╔══

PR #731, opened 2018-01-01
Fixed: completeBatchFetching is called on a background thread

aaronr93:
When there are no additions to the collection, `numberOfAdditionsCompletion` (and therefore `completeBatchFetching`) is called on a background thread instead of the main thread.

This issue has not come up in this example because the user would have to scroll literally 1000 pages in order to experience it. This is important to fix to maintain consistency in the examples.

### DIFF
--- a/examples_extra/ASDKgram-Swift/ASDKgram-Swift/PhotoFeedModel.swift
+++ b/examples_extra/ASDKgram-Swift/ASDKgram-Swift/PhotoFeedModel.swift
@@ -67,9 +67,9 @@ final class PhotoFeedModel {
 	private func fetchNextPageOfPopularPhotos(replaceData: Bool, numberOfAdditionsCompletion: @escaping (Int, NetworkingErrors?) -> ()) {
 
 		if currentPage == totalPages, currentPage != 0 {
-            DispatchQueue.main.async {
-                return numberOfAdditionsCompletion(0, .customError("No pages left to parse"))
-            }
+			DispatchQueue.main.async {
+				return numberOfAdditionsCompletion(0, .customError("No pages left to parse"))
+			}
 		}
 
 		var newPhotos: [PhotoModel] = []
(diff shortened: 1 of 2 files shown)


examples_extra/ASDKgram-Swift/ASDKgram-Swift/PhotoFeedModel.swift
```diff
@@ -67,7 +67,9 @@ final class PhotoFeedModel {
 	private func fetchNextPageOfPopularPhotos(replaceData: Bool, numberOfAdditionsCompletion: @escaping (Int, NetworkingErrors?) -> ()) {
 
 		if currentPage == totalPages, currentPage != 0 {
-			return numberOfAdditionsCompletion(0, .customError("No pages left to parse"))
+			DispatchQueue.main.async {
+				return numberOfAdditionsCompletion(0, .customError("No pages left to parse"))
```
maicki: You can remove the "return" here.

examples_extra/ASDKgram-Swift/ASDKgram-Swift/PhotoFeedModel.swift
```diff
@@ -67,7 +67,9 @@ final class PhotoFeedModel {
...
+			}
```
maicki: You need to add a "return" here otherwise it would execute this path although it should return like it did before.

appleguy:
Does this bug also exist in the Objective-C version?

Also, are all the ASBatch calls on ASCollectionNode behaving correctly, and only communicating with the delegate on main?

aaronr93:
@maicki I made those changes. Sorry about the delay; I need to tweak my Github notifications.

I found the same issue in the Objective-C version (95% sure...I'm not very experienced with Objective-C) and fixed it.

@appleguy I'm not sure if all the examples are correctly communicating with the delegate, if that's what you mean.

pinterest-ios:
<table>
  <thead>
    <tr>
      <th width="50"></th>
          1 Warning
      </th>
     </tr>
  </thead>
  <tbody>
    <tr>
      <td>:warning:</td>
      <td data-sticky="false">Please ensure license is correct for PhotoFeedModel.m:</p>
<pre><code>//
//  PhotoFeedModel.m
//  Texture
//
//
//
//
</code></</td>
    </tr>
  </tbody>
</table>

</p>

╚══

**Your assignment**
Could you copy every record above exactly as it stands?

**Answer for the task**
PR #731, opened 2018-01-01
Fixed: completeBatchFetching is called on a background thread

aaronr93:
When there are no additions to the collection, `numberOfAdditionsCompletion` (and therefore `completeBatchFetching`) is called on a background thread instead of the main thread.

This issue has not come up in this example because the user would have to scroll literally 1000 pages in order to experience it. This is important to fix to maintain consistency in the examples.

### DIFF
--- a/examples_extra/ASDKgram-Swift/ASDKgram-Swift/PhotoFeedModel.swift
+++ b/examples_extra/ASDKgram-Swift/ASDKgram-Swift/PhotoFeedModel.swift
@@ -67,9 +67,9 @@ final class PhotoFeedModel {
 	private func fetchNextPageOfPopularPhotos(replaceData: Bool, numberOfAdditionsCompletion: @escaping (Int, NetworkingErrors?) -> ()) {
 
 		if currentPage == totalPages, currentPage != 0 {
-            DispatchQueue.main.async {
-                return numberOfAdditionsCompletion(0, .customError("No pages left to parse"))
-            }
+			DispatchQueue.main.async {
+				return numberOfAdditionsCompletion(0, .customError("No pages left to parse"))
+			}
 		}
 
 		var newPhotos: [PhotoModel] = []
(diff shortened: 1 of 2 files shown)


examples_extra/ASDKgram-Swift/ASDKgram-Swift/PhotoFeedModel.swift
```diff
@@ -67,7 +67,9 @@ final class PhotoFeedModel {
 	private func fetchNextPageOfPopularPhotos(replaceData: Bool, numberOfAdditionsCompletion: @escaping (Int, NetworkingErrors?) -> ()) {
 
 		if currentPage == totalPages, currentPage != 0 {
-			return numberOfAdditionsCompletion(0, .customError("No pages left to parse"))
+			DispatchQueue.main.async {
+				return numberOfAdditionsCompletion(0, .customError("No pages left to parse"))
```
maicki: You can remove the "return" here.

examples_extra/ASDKgram-Swift/ASDKgram-Swift/PhotoFeedModel.swift
```diff
@@ -67,7 +67,9 @@ final class PhotoFeedModel {
...
+			}
```
maicki: You need to add a "return" here otherwise it would execute this path although it should return like it did before.

appleguy:
Does this bug also exist in the Objective-C version?

Also, are all the ASBatch calls on ASCollectionNode behaving correctly, and only communicating with the delegate on main?

aaronr93:
@maicki I made those changes. Sorry about the delay; I need to tweak my Github notifications.

I found the same issue in the Objective-C version (95% sure...I'm not very experienced with Objective-C) and fixed it.

@appleguy I'm not sure if all the examples are correctly communicating with the delegate, if that's what you mean.

pinterest-ios:
<table>
  <thead>
    <tr>
      <th width="50"></th>
          1 Warning
      </th>
     </tr>
  </thead>
  <tbody>
    <tr>
      <td>:warning:</td>
      <td data-sticky="false">Please ensure license is correct for PhotoFeedModel.m:</p>
<pre><code>//
//  PhotoFeedModel.m
//  Texture
//
//
//
//
</code></</td>
    </tr>
  </tbody>
</table>

</p>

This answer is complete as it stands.